Exercise objective » Every line in the data below that includes "have" belongs in the answer, copied as it stands.

Stored data entries »
****************
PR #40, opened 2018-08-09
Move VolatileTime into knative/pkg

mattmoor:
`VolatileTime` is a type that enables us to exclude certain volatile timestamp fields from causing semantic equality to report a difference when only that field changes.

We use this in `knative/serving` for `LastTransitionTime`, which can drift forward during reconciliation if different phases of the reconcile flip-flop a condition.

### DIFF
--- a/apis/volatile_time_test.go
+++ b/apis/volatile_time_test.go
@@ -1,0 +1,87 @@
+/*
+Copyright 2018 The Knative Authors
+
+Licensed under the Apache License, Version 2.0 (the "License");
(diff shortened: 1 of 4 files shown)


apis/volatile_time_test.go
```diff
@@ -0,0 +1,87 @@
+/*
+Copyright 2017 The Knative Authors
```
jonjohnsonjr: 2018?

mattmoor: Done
****************
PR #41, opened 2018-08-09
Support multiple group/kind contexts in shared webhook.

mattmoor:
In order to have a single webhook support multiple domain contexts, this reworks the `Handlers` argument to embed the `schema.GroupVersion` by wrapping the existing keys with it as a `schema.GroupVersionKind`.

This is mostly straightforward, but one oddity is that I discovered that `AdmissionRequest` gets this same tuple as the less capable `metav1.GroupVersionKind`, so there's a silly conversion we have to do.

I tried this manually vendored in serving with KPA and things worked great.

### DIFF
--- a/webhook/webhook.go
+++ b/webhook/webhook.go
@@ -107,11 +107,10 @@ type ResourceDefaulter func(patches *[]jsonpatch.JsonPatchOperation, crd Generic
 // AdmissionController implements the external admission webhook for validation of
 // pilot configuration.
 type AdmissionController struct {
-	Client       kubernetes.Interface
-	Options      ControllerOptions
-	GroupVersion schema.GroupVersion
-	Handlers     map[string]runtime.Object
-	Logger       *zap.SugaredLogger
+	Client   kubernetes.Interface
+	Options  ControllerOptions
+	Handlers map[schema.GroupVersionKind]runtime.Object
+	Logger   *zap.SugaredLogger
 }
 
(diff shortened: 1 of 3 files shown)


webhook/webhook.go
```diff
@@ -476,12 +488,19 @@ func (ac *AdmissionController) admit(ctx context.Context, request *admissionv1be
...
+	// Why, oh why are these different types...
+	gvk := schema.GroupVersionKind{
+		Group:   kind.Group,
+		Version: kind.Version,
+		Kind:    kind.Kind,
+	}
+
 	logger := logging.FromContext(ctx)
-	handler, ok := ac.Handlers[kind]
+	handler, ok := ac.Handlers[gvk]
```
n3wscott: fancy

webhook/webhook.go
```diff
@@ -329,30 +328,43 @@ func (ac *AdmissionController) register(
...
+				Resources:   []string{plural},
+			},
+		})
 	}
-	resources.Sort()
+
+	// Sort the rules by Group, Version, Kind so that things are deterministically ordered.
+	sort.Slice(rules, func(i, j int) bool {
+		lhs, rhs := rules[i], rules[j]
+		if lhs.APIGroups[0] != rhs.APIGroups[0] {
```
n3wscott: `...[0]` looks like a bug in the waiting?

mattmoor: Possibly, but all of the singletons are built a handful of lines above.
****************
Exercise answer »
In order to have a single webhook support multiple domain contexts, this reworks the `Handlers` argument to embed the `schema.GroupVersion` by wrapping the existing keys with it as a `schema.GroupVersionKind`.
This is mostly straightforward, but one oddity is that I discovered that `AdmissionRequest` gets this same tuple as the less capable `metav1.GroupVersionKind`, so there's a silly conversion we have to do.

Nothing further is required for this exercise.